The flexible cable (50) according to the second embodiment of the present invention, which comprises a flexible core (52) including the sub-cable assembly.

(Embodiment 9 of the present invention) Shielding means (1
9) A shielded cable for a flexible transducer according to the eighth embodiment of the present invention, which comprises a braided metal shield (54).

(Embodiment 10 of the present invention) The shielded cable (5) for a flexible transducer according to Embodiment 9 of the present invention, wherein the flexible core (52) has a circular cross section.
0).

(Embodiment 11 of the present invention) In a shielded cable for a transducer that connects a device for transmitting a predetermined signal to a transducer and processing a signal received from the transducer, and the transducer, on a common plane. A plurality of conductors, an insulator that continuously surrounds the conductors and electrically isolates the conductors, and a shield strip that is in contact with the conductors and is parallel to the conductors and below the conductors. Consisting of the first
And a second sub-cable assembly, a shield means for shielding at least a conductor of the first sub-cable assembly, and an insulating jacket wrapping the first and second sub-cable assemblies and the shield means. Shielded cable.

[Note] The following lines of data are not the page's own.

PR #5812, opened 2021-05-21
Adds project music player daemon

catenacyber:
cc @MaxKellermann
Would you like continuous fuzzing for Music Player Daemon ?
This PR enables it on oss-fuzz with your existing CUE fuzz target.


MaxKellermann:
Great idea, thanks! Obviously, we need more fuzzers. But your work is a good way to get started with oss-fuzz.

catenacyber:
> Great idea, thanks! Obviously, we need more fuzzers. But your work is a good way to get started with oss-fuzz.

This should be generic so that new fuzzers (added to the test/fuzzer/ directory) should be automatically taken into account by oss-fuzz

Trying a little patch, so that meson sets only one sanitizer at a time (oss-fuzz CI does not like `-fsanitize=address,undefined`)

catenacyber:
@MaxKellermann what do you think about patch.diff ?
Only setting sanitizers with the `fuzzer` option if they are not already defined by the generic meson `b_sanitize` option ?

MaxKellermann:
> Only setting sanitizers with the `fuzzer` option if they are not already defined by the generic meson `b_sanitize` option ?

Right now, MPD's `meson.build` manually sets `-fsanitize=fuzzer,address,undefined`, but using `b_sanitize` would probably be better. I just think Meson doesn't support `b_sanitize=fuzzer`.

inferno-chromium:
Where is this project used and can you expand on customers (and how it is critical to OSS ecosystem)?

catenacyber:
Music player daemon is a server-side application for playing music, and there are a lot of clients (client as in TCP) which interact with it 
cf https://www.musicpd.org/clients/

inferno-chromium:
> Music player daemon is a server-side application for playing music, and there are a lot of clients (client as in TCP) which interact with it
> cf https://www.musicpd.org/clients/

I dont see anything interesting with regards to those clients, anything super popular or in prominent use by oss community?

PR #5813, opened 2021-05-21
[infra] fix handling Go's SIV in coverage santizer

Mohammed90:
The previous code assumes the repo URL is always the same as the path and consists of 3 segments separated by forward slash, which is not true in Go modules with modules whose version is above v1, e.g. `github.com/caddyserver/caddy/v2`.


jonathanmetzman:
@catenacyber WDYT of this?

catenacyber:
Looks good to me, thanks @Mohammed90

jonathanmetzman (approved):
LGTM

PR #5822, opened 2021-05-24
File-level coverage for JVM projects

fmeum:
Provides full support for CI Fuzz for JVM/Java projects.

### DIFF
--- a/infra/base-images/base-runner/coverage
+++ b/infra/base-images/base-runner/coverage
@@ -143,7 +143,7 @@ function run_java_fuzz_target {
   rm -rf $corpus_dummy && mkdir -p $corpus_dummy
 
   # Use 100s timeout instead of 25s as code coverage builds can be very slow.
-  local jacoco_args="destfile=$exec_file,classdumpdir=$class_dump_dir"
+  local jacoco_args="destfile=$exec_file,classdumpdir=$class_dump_dir,excludes=com.code_intelligence.jazzer.*"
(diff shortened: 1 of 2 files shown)


fmeum:
@jonathanmetzman The way Java coverage is currently set up classes which are never loaded during execution will not appear in coverage reports at all, rather than with 0% coverage. Is that an issue?

jonathanmetzman:
> @jonathanmetzman The way Java coverage is currently set up classes which are never loaded during execution will not appear in coverage reports at all, rather than with 0% coverage. Is that an issue?

Not sure. I guess that can be deceptive if some class gets dynamically loaded based on code paths taken throughout execution. Is there a downside to including them. Are these much more common in Java than in C/C++ (where I would lean towards including them).

fmeum:
> > @jonathanmetzman The way Java coverage is currently set up classes which are never loaded during execution will not appear in coverage reports at all, rather than with 0% coverage. Is that an issue?
> 
> Not sure. I guess that can be deceptive if some class gets dynamically loaded based on code paths taken throughout execution. Is there a downside to including them. Are these much more common in Java than in C/C++ (where I would lean towards including them).

It's easier not to include them: Currently, JaCoCo just uses the compiled classes it encounters during the execution to generate coverage reports. Getting it to use all compiled classes involved in the build means that we need to specify the directories that contain them, which vary between build system (Maven, Gradle, Bazel) and project. I don't know of an easy way to achieve this that does not impose an additional burden on every new onboarding, e.g., listing source and build folders in an environment variable or file.

PR #5825, opened 2021-05-24
Use upstream targets for grpc-swift

catenacyber:
cc @glbrntt cf https://github.com/google/oss-fuzz/pull/5630#issuecomment-847129165


jonathanmetzman (approved):
LGTM

PR #5827, opened 2021-05-24
[bitcoin-core] Cryptofuzz build fixes

guidovranken:
- Call `build_cryptofuzz.sh` such that errors propagate, and the entire build will fail if the Cryptofuzz build fails
- Remove superfluous Boost-related CXXFLAGS parameter
- Install seed corpus for each Cryptofuzz-based target


projects/bitcoin-core/build.sh
```diff
@@ -15,7 +15,8 @@
 #
 ################################################################################
 
-bash $SRC/build_cryptofuzz.sh
+chmod +x $SRC/build_cryptofuzz.sh
```
MarcoFalke, line 18: As an alternative, would it be possible to set the +x bit and then commit the file in git with `git add`?

MarcoFalke (approved):
Thanks

projects/bitcoin-core/build.sh
guidovranken: Done

MarcoFalke (approved):
Thanks! LGTMerge

DavidKorczynski (approved):

PR #5830, opened 2021-05-25
Build Wasm modules

rbehjati:
This, together with https://github.com/project-oak/oak/pull/2130, will fix https://bugs.chromium.org/p/oss-fuzz/issues/detail?id=34645.

### DIFF
--- a/projects/oak/Dockerfile
+++ b/projects/oak/Dockerfile
@@ -29,7 +29,11 @@ RUN curl --location https://github.com/protocolbuffers/protobuf/releases/downloa
   && chmod --recursive a+rwx ${protobuf_dir} \
   && protoc --version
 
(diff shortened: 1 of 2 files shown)


jonathanmetzman (approved):
LGTM

rbehjati:
@jonathanmetzman I am still getting the same error on ClusterFuzz (https://bugs.chromium.org/p/oss-fuzz/issues/detail?id=34701), but I cannot reproduce it locally. This change set creates additional files, and puts them in `/out/bin` to be read by a fuzz target. I am guessing this is now failing because of insufficient permissions. Or does the process running the fuzz targets have sufficient permissions? 
Is it possible to see the logs from the `build_fuzzers` step to make sure that the additional files are being generated?

PR #5832, opened 2021-05-25
[yyjson] Initial integration

AdamKorcz:
Initial integration of [yyjson](https://github.com/ibireme/yyjson).


ibireme:
> @ibireme Are you interested in integrating yyjson into OSS-fuzz for continuous fuzzing and get notified if bugs are found?
> 
> To complete this PR, an email is needed for bug reports.

Thank, this is exactly what I want in the todo list. 
You can use `ibireme@gmail.com` for bug reports.

PR #5835, opened 2021-05-25
[poco] Improve json fuzzer

AdamKorcz:
Add exception. Fix formatting.

### DIFF
--- a/projects/poco/json_parse_fuzzer.cc
+++ b/projects/poco/json_parse_fuzzer.cc
@@ -11,22 +11,20 @@ limitations under the License.
 */
 
 #include "Poco/JSON/JSON.h"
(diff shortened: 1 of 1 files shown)


laurentsimon (commented):
do these `Poco::Exception` have an error code we can check to create edges? I did this in a former project and the fuzzer did find inputs that threw different exceptions. Let me know if this is doable here.

inferno-chromium (approved):

inferno-chromium:
> do these `Poco::Exception` have an error code we can check to create edges? I did this in a former project and the fuzzer did find inputs that threw different exceptions. Let me know if this is doable here.

@AdamKorcz - please see if this can be done in a future commit, no rush, can jot this down somewhere.

PR #5842, opened 2021-05-26
 [CIFuzz] Refactor HTTP code and use a newer python.

jonathanmetzman:
This change starts using python requests and a more recent version of python3.
This code was initially part of #5299 but I'm separating it out to make it easier to review.


infra/cifuzz/http_utils.py
```diff
@@ -0,0 +1,99 @@
...
+
+  return True
+
+
+def download_url(*args, **kwargs):
+  """Wrapper around _download_url that returns False if _download_url
+  exceptions."""
+  try:
+    return _download_url(*args, **kwargs)
+  except Exception:  # pylint: disable=broad-except
```
oliverchang, line 70: Should we add an error log message here?

oliverchang (approved):

infra/cifuzz/http_utils.py
jonathanmetzman: I think retry takes care of this.

PR #5843, opened 2021-05-26
[CIFuzz][NFC] Add skeleton for ClusterFuzzLite and Filestore

jonathanmetzman:
Add methods that will be used for ClusterFuzzLite and Filestore but do not implement them.

### DIFF
--- a/infra/cifuzz/clusterfuzz_deployment.py
+++ b/infra/cifuzz/clusterfuzz_deployment.py
@@ -181,7 +181,7 @@ class OSSFuzz(BaseClusterFuzzDeployment):
     Returns:
       The local path to to corpus or None if download failed.
     """
-    corpus_dir = os.path.join(parent_dir, self.CORPUS_DIR_NAME, target_name)
+    corpus_dir = self.get_target_corpus_dir(target_name, parent_dir)
     os.makedirs(corpus_dir, exist_ok=True)
     # TODO(metzman): Clean up this code.
     project_qualified_fuzz_target_name = target_name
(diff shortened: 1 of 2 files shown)


infra/cifuzz/filestore/__init__.py
```diff
@@ -0,0 +1,30 @@
...
+# pylint: disable=unused-argument,no-self-use
+class BaseFilestore:
+  """Base class for a filestore."""
+
+  def __init__(self, config):
+    self.config = config
+
+  def upload_corpus(self, name, directory):
+    """Uploads the corpus located at |directory| to |name|."""
+    NotImplementedError('Child class must implement method.')
```
oliverchang, line 26: you're missing raise here.

infra/cifuzz/clusterfuzz_deployment.py
```diff
@@ -92,14 +133,19 @@ def get_latest_build_name(self):
...
+  def download_latest_build(self, parent_dir):
     """Downloads the latest OSS-Fuzz build from GCS.
 
     Returns:
       A path to where the OSS-Fuzz build was stored, or None if it wasn't.
     """
-    build_dir = os.path.join(out_dir, self.BUILD_DIR_NAME)
+    build_dir = self.get_build_dir(parent_dir)
     if os.path.exists(build_dir):
+      # This path is necessary because download_latest_build can be called
```
oliverchang, line 144: this comment is still a bit confusing to me, can this just be shortened to something along the lines of "this function may be called multiple times, don't repeat the download in such cases" ?

oliverchang (approved):

infra/cifuzz/filestore/__init__.py
jonathanmetzman: Good call. Thanks for pointing this out.

infra/cifuzz/clusterfuzz_deployment.py
jonathanmetzman: Done.

PR #5845, opened 2021-05-26
[CIFuzz][fuzz_target] Prepare for ClusterFuzzLite

jonathanmetzman:
Return the path to the corpus in FuzzResult.
Also, refactor is_reportable: move code testing crash novelty
into its own method.

### DIFF
--- a/infra/cifuzz/fuzz_target.py
+++ b/infra/cifuzz/fuzz_target.py
@@ -47,7 +47,8 @@ COULD_NOT_TEST_ON_RECENT_MESSAGE = (
     'target to determine if this code change (pr/commit) introduced crash. '
     'Assuming this code change introduced crash.')
 
-FuzzResult = collections.namedtuple('FuzzResult', ['testcase', 'stacktrace'])
+FuzzResult = collections.namedtuple('FuzzResult',
+                                    ['testcase', 'stacktrace', 'corpus_path'])
 
 
 class ReproduceError(Exception):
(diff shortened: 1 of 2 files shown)


infra/cifuzz/fuzz_target.py
```diff
@@ -254,6 +255,15 @@ def is_crash_reportable(self, testcase):
       logging.info('Failed to reproduce the crash using the obtained testcase.')
       return False
 
+    is_novel = self.is_crash_novel(testcase)
+
+    if is_novel:
+      return True
+    return False
```
oliverchang, line 262: Just return `self.is_crash_novel(testcase)`

infra/cifuzz/fuzz_target.py
```diff
@@ -254,6 +255,15 @@ def is_crash_reportable(self, testcase):
...
+
+  def is_crash_novel(self, testcase):
+    """Returns False if the crash couldn't be reproduced on the ClusterFuzz
```
oliverchang, line 265: Nit: docstring is confusing with the inversions (and seems wrong?).

Reword as something like """Returns whether or not the crash is new. A crash is considered new if it can't be reproduced on an older ClusterFuzz build of the target."""

oliverchang (approved):

infra/cifuzz/fuzz_target.py
jonathanmetzman: Ah sorry about this mistake. I used your docstring. Thanks!

PR #5850, opened 2021-05-27
[llhttp] initial integration.

DavidKorczynski:
Initial integration of NodeJS relatively new http parser: https://github.com/nodejs/llhttp which uses https://github.com/nodejs/llparse


DavidKorczynski:
This one is good to go @asraa - fuzzer has been merged upstream!

asraa (approved):
Thanks! I think this is an important piece as a dep of node, and potentially as an h/1 parser in envoy.

I wonder if this should completely replace http-parser on oss-fuzz as it is abandonware now.

Issue #8939, opened 2022-11-07
How to enable Fuzz-Introspector for a project?


IvanNardi:
Because of the recent user survey, I discover this new (new to me...) "feature": Fuzz-Introspector.
What I need to to to enable it in a project?
Reading the documentation, it seems that it should be kind of automatic, but I don't find "ndpi" in the list in https://oss-fuzz-introspector.storage.googleapis.com/index.html
What am I missing?
Sorry if this is a silly question or if it is not the right place to ask

Navidem:
Thanks for your reach out! Fuzz Introspector enables automatically for any supported languages. 
For the case of `ndpi` it is enabled but the build is [failing](https://oss-fuzz-build-logs.storage.googleapis.com/index.html#ndpi), the most recent log is here: 
[log-6332e0dc-33a1-4516-9610-8fbf409779f0.txt](https://github.com/google/oss-fuzz/files/9954410/log-6332e0dc-33a1-4516-9610-8fbf409779f0.txt)

Looks libpcap-dev is missing?

IvanNardi:
Thanks you very much for your help: I' ll take a look
Any specific reason why I didn't receive any notifications about the build failure? If I remember correctly, I received them if the build with "usual" sanitizers (Address/memory/undefined) fails 

Thanks again!

Navidem:
> Any specific reason why I didn't receive any notifications about the build failure?

We did not send introspector related build failures by default as in early phases it was common to get such failures. I think we can enable it per-project.

DavidKorczynski:
@IvanNardi I just tried to understand why the libpcap failure happens, because it's odd it happens in only fuzz introspector builds.

It seems like `AC_CHECK_LIB` complains that libpcap is not there, even though it's there.

I'm not sure about the internals of `AC_CHECK_LIB`. I wasn't able to get an accurate conclusion yet, but, the possible things I have are for why it's failing are:
- Until recently fuzz introspector's version of clang would print out some excessive output even when introspector was not used to analyse a fuzzer. If `AC_CHECK_LIB` tries to parse the output of the compilation process then this may cause it to fail. If so, we've recently upgrade oss-fuzz with the new introspector version and this failure should go away automatically.
- fuzz introspector uses LLVM LTO, thus, the `-flto` flag is set in `CFLAGS`. I'm unsure how this affects `AC_CHECK_LIB` with libpcap, but, it's often an item that has the large impact on the build process.

IvanNardi:
[...]

PR #9135, opened 2022-12-05
nDPI: fix introspector build

IvanNardi:
Since https://github.com/ntop/nDPI/commit/3e4ab39b528e43db8fefdaa542a91260bd100ab2 nDPI should be compatibile with LTO and Gold Linker.
Add a workaround for the "missing dependencies errors" described in #8939


Navidem (approved):
LGTM, thanks!

PR #9136, opened 2022-12-05
lxml: use upstream static dependencies

ret2libc:
The dependencies coming from base-builder-python might be old, let's use the upstream ones that are downloaded by the setup.py script.

Fixes https://bugs.chromium.org/p/oss-fuzz/issues/detail?id=47038


ret2libc:
Shall I put the building instructions in the Dockerfile instead of build.sh?

DavidKorczynski (approved):

DavidKorczynski:
> Shall I put the building instructions in the Dockerfile instead of build.sh?

Both are good!

PR #9153, opened 2022-12-07
SystemSan fixes.

oliverchang:
Fix multiple bugs with shell detection:
1. We weren't correctly extracting the argument to be passed to readlink. We needed to take the null terminator into account, as we extract this string from memory.
2. readlink does **not** null terminate the output. Fix this.
3. `binary_name.compare(0, 2, "sh")` for detecting if the binary is "sh" was too liberal, and included "shell_injection_poc_fuzzer" because the prefix matched.

Also reduce some very noisy debug logging.


jonathanmetzman (approved):
LGTM
Is this working on python or java targets? Or should I test this.

Alan32Liu (approved):
Thanks!

PR #9169, opened 2022-12-08
pysecsan: refine and add as default in compile_python_fuzzer

DavidKorczynski:
Refines pysecsan and adds it as default in python builds. However, I have a few questions in terms of preferences with regard to enabling in OSS-Fuzz builds (second half of this message).

Refines pysecsan:
- adds hook on `__builtints__.eval`. (minor note, in parallel with https://github.com/ossf/fuzz-introspector/issues/670 more hooks should be added)
- reduces logging
- standard way of logging when an issue is found. This can be used to check logs for issues found by pysecsan, by searching for the string defined by `PYSECSAN_ISSUE_LOG_MSG = 'Found an issue: PySecSan will exit shortly.'` in the log.

Adds pysecsan as enabled by default for fuzzers compiled with `compile_python_fuzzer`. This is likely to be changed before merging this PR as I'm not sure what's the desired set up, e.g.
- How should we pull in pysecsan? atm. I have it set to do a `git clone` of the latest oss-fuzz repo, however, there are several disadvantages of this e.g. testing. Does it make sense to move https://github.com/google/oss-fuzz/tree/master/infra/sanitizers/pysecsan to https://github.com/google/oss-fuzz/tree/master/infra/base-images/base-builder ? What's the preferred way of pulling in custom sanitizers?
- pysecsan enablement is controlled by way of environment variable `ENABLE_PYSECSAN` -- do we want to change this?


oliverchang (commented):
Very nice! Just a question: will this require any changes to ClusterFuzz's stacktrace parsing to recognize these issues?

oliverchang:
And to answer some of your questions:

> How should we pull in pysecsan? atm. I have it set to do a git clone of the latest oss-fuzz repo, however, there are several disadvantages of this e.g. testing. Does it make sense to move https://github.com/google/oss-fuzz/tree/master/infra/sanitizers/pysecsan to https://github.com/google/oss-fuzz/tree/master/infra/base-images/base-builder ? What's the preferred way of pulling in custom sanitizers?

We generally try to avoid increasing the size of our base-builder image, because it slows down CIFuzz/ClusterFuzzLite. 

For local testing, what you have with checking if it already exists on the filesystem should suffice right? i.e. you can mount in a local copy of pysecsan. 

Longer term, perhaps this does belong in a separate repo. Perhaps it's time for us to start considering an "oss-fuzz" github org for these things to go into. 

> pysecsan enablement is controlled by way of environment variable ENABLE_PYSECSAN -- do we want to change this?
Would it make sense to make this a project.yaml setting as a proper "sanitizer"? That way, we can extend it in the future to let users opt in/out of our various sanitizers. 

e.g. 

```yaml
sanitizers:
- pysecsan:
    unsafe_yaml: true
    foo: false
```

DavidKorczynski:
> Very nice! Just a question: will this require any changes to ClusterFuzz's stacktrace parsing to recognize these issues?

Yes, I recon so. I will take a look at this!

> For local testing, what you have with checking if it already exists on the filesystem should suffice right? i.e. you can mount in a local copy of pysecsan.

Yes, the set up work well in terms of development. My main concern for the set up came from a testing perspective as it would be nice to run e.g. trial builds when doing updates on the sanitizers.

> Would it make sense to make this a project.yaml setting as a proper "sanitizer"? That way, we can extend it in the future to let users opt in/out of our various sanitizers.

I think that would work well. However, are we trying to avoid increasing the size of the build matrix? if so, then we can enable a default setting which features heuristics that have a very low chance of reporting false positive?

oliverchang:
> > Very nice! Just a question: will this require any changes to ClusterFuzz's stacktrace parsing to recognize these issues?
> 
> Yes, I recon so. I will take a look at this!
> 
> > For local testing, what you have with checking if it already exists on the filesystem should suffice right? i.e. you can mount in a local copy of pysecsan.
> 
> Yes, the set up work well in terms of development. My main concern for the set up came from a testing perspective as it would be nice to run e.g. trial builds when doing updates on the sanitizers.

OK lets think more on solutions here. Maybe we can set up something to make base-builder pull this in from the filesystem during build. 
> 
> > Would it make sense to make this a project.yaml setting as a proper "sanitizer"? That way, we can extend it in the future to let users opt in/out of our various sanitizers.
> 
> I think that would work well. However, are we trying to avoid increasing the size of the build matrix? if so, then we can enable a default setting which features heuristics that have a very low chance of reporting false positive?

I don't think this would necessarily affect that very much. We can treat this as a special case, and just propagate an env var at the end to inject the changes you're making here.

DavidKorczynski:
> OK lets think more on solutions here. Maybe we can set up something to make base-builder pull this in from the filesystem during build.

Yes, putting it in here https://github.com/google/oss-fuzz/tree/master/infra/base-images/base-builder would make it convenient for testing by way of trial builds. We can make a `sanitizers` folder in there for storing this?

oliverchang:
> > OK lets think more on solutions here. Maybe we can set up something to make base-builder pull this in from the filesystem during build.
> 
> Yes, putting it in here https://github.com/google/oss-fuzz/tree/master/infra/base-images/base-builder would make it convenient for testing by way of trial builds. We can make a `sanitizers` folder in there for storing this?

Sure, let's do that.

DavidKorczynski:
> > > OK lets think more on solutions here. Maybe we can set up something to make base-builder pull this in from the filesystem during build.
> > 
> > 
> > Yes, putting it in here https://github.com/google/oss-fuzz/tree/master/infra/base-images/base-builder would make it convenient for testing by way of trial builds. We can make a `sanitizers` folder in there for storing this?
> 
> Sure, let's do that.

Sounds good, I'll do this shortly once I have added proper crash analysis similar to e.g. https://github.com/google/clusterfuzz/pull/2884

DavidKorczynski:
The relevant Clusterfuzz stackparsing PR: https://github.com/google/clusterfuzz/pull/2910

DavidKorczynski:
@oliverchang this one should be good to go:
- moved pysecsan into base-builder
- it's possible to enable pysecsan by setting an environment variable
- enabled a single project (will enable ~30 when this is merged)
- some refinements on pysecsan.

oliverchang (approved):
thanks! This looks generally good to me, but I'll let @jonathanmetzman take a look also. 

Either way, we should avoid merging this until early next week to avoid potential breakages over the weekend.

oliverchang:
@jonathanmetzman friendly ping to pleaese review this tomorrow, thanks!

infra/base-images/base-builder/compile_python_fuzzer
```diff
@@ -15,6 +15,9 @@
 #
 ################################################################################
 
+# In order to enable PySecSan for a given module, set the environment
```
jonathanmetzman, line 18: Why not a commandline argument?

infra/base-images/base-builder/compile_python_fuzzer
```diff
@@ -74,6 +77,28 @@ EOF
   mv tmp_fuzzer_coverage.py $fuzzer_path
 fi
 
+# If PYSECSAN is enabled, ensure that we can build with it.
+if [[ ${ENABLE_PYSECSAN:-"NO"} != "NO" ]];
```
jonathanmetzman, line 81: Would probably use 0 for this. NO is pretty idiosyncratic.

jonathanmetzman (approved):
lgtm

infra/base-images/base-builder/compile_python_fuzzer
DavidKorczynski: Thanks! Done!

infra/base-images/base-builder/compile_python_fuzzer
DavidKorczynski: No elaborate reason as such. The benefits of having it as an env variable is the current use of `compile_python_fuzzer` makes it easy to pass arbitrary arguments to `pyinstaller`, e.g. https://github.com/google/oss-fuzz/blob/dd66f15b2073c25e02070e60ba813d7dd6d61002/projects/django/build.sh#L26 -- I think adding pysecsan as a commandline argument may complicate the script more than adding an env variable.

Am happy to leave as is.

DavidKorczynski:
@jonathanmetzman addressed the review above -- this is good to go from my perspective but will leave merging to you as it changes things in infra

DavidKorczynski:
friendly ping @jonathanmetzman  -- is this one ready to merge in?

infra/base-images/base-builder/compile_python_fuzzer
```diff
@@ -74,6 +77,28 @@ EOF
...
+if [[ ${ENABLE_PYSECSAN:-"0"} != "0" ]];
+  # Make sure pysecsan is installed
+  if [[ ! -d "/pysecsan" ]];
+  then
+    pushd /usr/local/lib/sanitizers/pysecsan
+    python3 setup.py install
+    popd
+  fi
+
+then
```
DavidKorczynski, line 90: This `then` does not look right

DavidKorczynski: Fixed, it needed to be moved up a few lines.

DavidKorczynski:
will merge this once the CI has run

Issue #9170, opened 2022-12-08
Give a way for cifuzz/cfl users to plumb through env vars to build


jonathanmetzman:

adisuissa:
Thanks!
cc @adisuissa

PR #9171, opened 2022-12-08
[CFL] Allow users to specify custom env vars for building/running

jonathanmetzman:
They can do this by prefix the env var with CFL_EXTRA_. E.g. `CFL_EXTRA_BUILD_SERVICE_TOKEN=<redacted>`.
Fixes: https://github.com/google/oss-fuzz/issues/9170


oliverchang (approved):

evverx:
Nice! Looks like it can be used instead of https://github.com/google/oss-fuzz/pull/5804. It's not that I need it right now but it's good to know that it's possible in principle. Thanks!

PR #9167, opened 2022-12-08
infra: replace characters to fuzztest coverage urls

DavidKorczynski:
The corpus URL generated for fuzztest fuzzers is invalid due to the use of `@` and `.` characters in the fuzzer names.

The current URL created is e.g. `gs://fuzztest-raksha-backup.clusterfuzz-external.appspot.com/corpus/libFuzzer/fuzztest-raksha_value_test@NumberTest.RoundTripNumberThroughDatalogString/` whereas the correct URL is `gs://fuzztest-raksha-backup.clusterfuzz-external.appspot.com/corpus/libFuzzer/fuzztest-raksha_value_test-NumberTest-RoundTripNumberThroughDatalogString/`.

Signed-off-by: David Korczynski <david@adalogics.com>

PR #9189, opened 2022-12-12
infra: build: provide correct corpus name

DavidKorczynski:
This is a follow-up to https://github.com/google/oss-fuzz/pull/9167 -- the change should also be applied in the build functions that are responsible for downloading the corpus.


oliverchang (approved):

DavidKorczynski:
Do we need a trial run for this?

DavidKorczynski:
@oliverchang do we need to deploy something here, or will the changes be applied instantly?

oliverchang:
Deployed!

DavidKorczynski:
> Deployed!

Awesome! Can confirm coverage reports for fuzztest projects are now available!

PR #9191, opened 2022-12-13
Split jinja2 fuzzers from Flask into Jinja2 project

ret2libc:
These tests were in the Flask project, but I believe they should be in a separate project as they don't depend on Flask.


jonathanmetzman (approved):
lgtm

PR #9212, opened 2022-12-15
[docs] Update base-runner with coverage command.

flowerhack:
I noticed that base-runner *has* a coverage command but it wasn't documented alongside the other commands, so, adding that here.


oliverchang (approved):

jonathanmetzman (approved):
lgtm

PR #9219, opened 2022-12-15
[cryptofuzz] Add OpenJDK

guidovranken:
Tests OpenJDK bignum and some cryptographic operations. Harness will be extended to support more crypto ops.

It doesn't have code coverage at the Java level but it rides on the coverage of other libraries, so it will process meaningful inputs and find bugs.

Only building for UBSAN because ASAN reports memory leaks that I think is just the JVM object that is created at startup and must be retained for the duration of the run, and ASAN doesn't make sense here anyway.

Any bugs found I will report privately to the OpenJDK project.

I had some issues getting this to work properly, if it causes too many spurious crashes I might disable it again.


jonathanmetzman (approved):
lgtm

PR #8992, opened 2022-11-16
infra: refine fuzztest work

DavidKorczynski:
Enable Fuzztest fuzzers for Tensorflow.

This depends on https://github.com/google/fuzztest/pull/79 and eventually a PR on the tensorflow repo with the (to be refined) diff in this PR.

Signed-off-by: David Korczynski <david@adalogics.com>

PR #9238, opened 2022-12-19
Add FuzzTest support and connect it to Tensorflow project

avoskoboinyk-lohika:


DavidKorczynski:
Thanks a lot! We have a working set up for doing this with Tensorflow, see this PR for details: https://github.com/google/oss-fuzz/pull/8992

The PR was cleared with the necessary tensorflow logic in https://github.com/google/oss-fuzz/pull/8992/commits/0e2dbf2343d31a92ca4e9eabd3fc51f2624721b5 in order to make the PR more clear, but I'll push those changes shortly.

DavidKorczynski:
> @DavidKorczynski this PR includes some (basic) OSS-Fuzz wide documentation for FuzzTest support plus corrections in some scripts, while the mentioned PR only touches Tensorflow files. Is it intended?

Yes, it's intended as FuzzTest itself comes with OSS-Fuzz support, see here: https://github.com/google/fuzztest/blob/6d21a370df3c897c02922e5c7e53ff5fc4f273ee/bazel/setup_configs.sh#L108-L166

The approach is to use the libFuzzer/Centipede as the engine when running FuzzTest fuzzers on Clusterfuzz (and thus, also in the OSS-Fuzz environment). 

See also this script in the OSS-Fuzz repository that can compile FuzzTest fuzzers: https://github.com/google/oss-fuzz/blob/master/infra/base-images/base-builder/compile_fuzztests.sh You can check an example fuzztest project here: https://github.com/google/oss-fuzz/tree/master/projects/fuzztest-raksha

PR #12076, opened 2024-06-17
wasmtime: Fix build

maflcko:


alexcrichton (approved):
Thanks!

I'll try to keep poking at https://github.com/google/oss-fuzz/pull/12075 in the meantime because this'll be a problem for us eventually where we'll eventually require a nightly past the Feb 12 nightly.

[Brief description of drawings]

FIG. 1 shows a prior art ultrasound system including a shielded cable for a shield transducer.

FIG. 2 is a perspective view of a shielded cable for a wire-wound transducer constructed according to a first embodiment of the present invention.

FIG. 3 is a sectional view of a strip line used in the configuration of the first embodiment of the present invention shown in FIG.

FIG. 4 is a cross-sectional view of a shielded cable for stripline transducers constructed according to a second embodiment of the present invention.

FIG. 5 is a cross-sectional view of a ribbon transducer shielded cable constructed according to a third embodiment of the present invention.

[Explanation of symbols]

4 Transducer 6, 50 Transducer shielded cable 8 Display processing device 160, 16, 26 Conductor 140, 14, 24 Insulator 180, which is an example of a device for transmitting a predetermined signal to the transducer and processing a signal received from the transducer 18, 29 Shield strip 100, 20, 30 Sub-cable assembly

Claims (1)

[Claims] 1. A shielded cable for a transducer connecting a device for transmitting a predetermined signal to a transducer and processing a signal received from the transducer, and a plurality of conducting wires which are parallel to each other and are located on a common surface. A first and a second conductor comprising: a conductor that continuously surrounds the conductor and electrically isolates the conductor; and a shield strip that is in contact with the conductor and is parallel to the conductor and below the conductor. A sub-cable assembly, a shield means for shielding at least a conductor of a first sub-cable assembly, and an insulating jacket wrapping the first and second sub-cable assemblies and the shield means.